**Exercise**
Locate the line that contains "jussisaurio: why" in the entries below. Retype it and all following lines through the final one, character for character.
※ ※ ※
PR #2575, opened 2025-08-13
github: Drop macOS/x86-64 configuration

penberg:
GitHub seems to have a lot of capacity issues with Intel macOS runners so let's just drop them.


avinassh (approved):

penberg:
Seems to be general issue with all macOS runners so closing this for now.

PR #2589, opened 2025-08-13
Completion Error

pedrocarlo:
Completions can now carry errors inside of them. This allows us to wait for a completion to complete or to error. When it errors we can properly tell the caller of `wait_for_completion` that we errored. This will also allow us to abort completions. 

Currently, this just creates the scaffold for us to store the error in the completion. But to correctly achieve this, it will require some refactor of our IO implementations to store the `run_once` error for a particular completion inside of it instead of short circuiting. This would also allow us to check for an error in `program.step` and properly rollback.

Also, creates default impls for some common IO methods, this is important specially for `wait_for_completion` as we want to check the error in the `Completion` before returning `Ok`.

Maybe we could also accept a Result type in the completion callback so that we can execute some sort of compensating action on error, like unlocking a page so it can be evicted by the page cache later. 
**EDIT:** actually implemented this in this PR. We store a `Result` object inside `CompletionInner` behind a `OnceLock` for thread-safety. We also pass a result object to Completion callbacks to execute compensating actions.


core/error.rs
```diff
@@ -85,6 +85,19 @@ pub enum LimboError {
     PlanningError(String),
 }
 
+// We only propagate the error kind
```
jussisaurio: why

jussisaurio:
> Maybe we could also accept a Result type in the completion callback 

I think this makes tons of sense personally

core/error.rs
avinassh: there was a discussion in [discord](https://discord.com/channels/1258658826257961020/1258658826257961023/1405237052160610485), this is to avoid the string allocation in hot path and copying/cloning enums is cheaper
※ ※ ※
**Exercise result**
jussisaurio: why

jussisaurio:
> Maybe we could also accept a Result type in the completion callback 

I think this makes tons of sense personally

core/error.rs
avinassh: there was a discussion in [discord](https://discord.com/channels/1258658826257961020/1258658826257961023/1405237052160610485), this is to avoid the string allocation in hot path and copying/cloning enums is cheaper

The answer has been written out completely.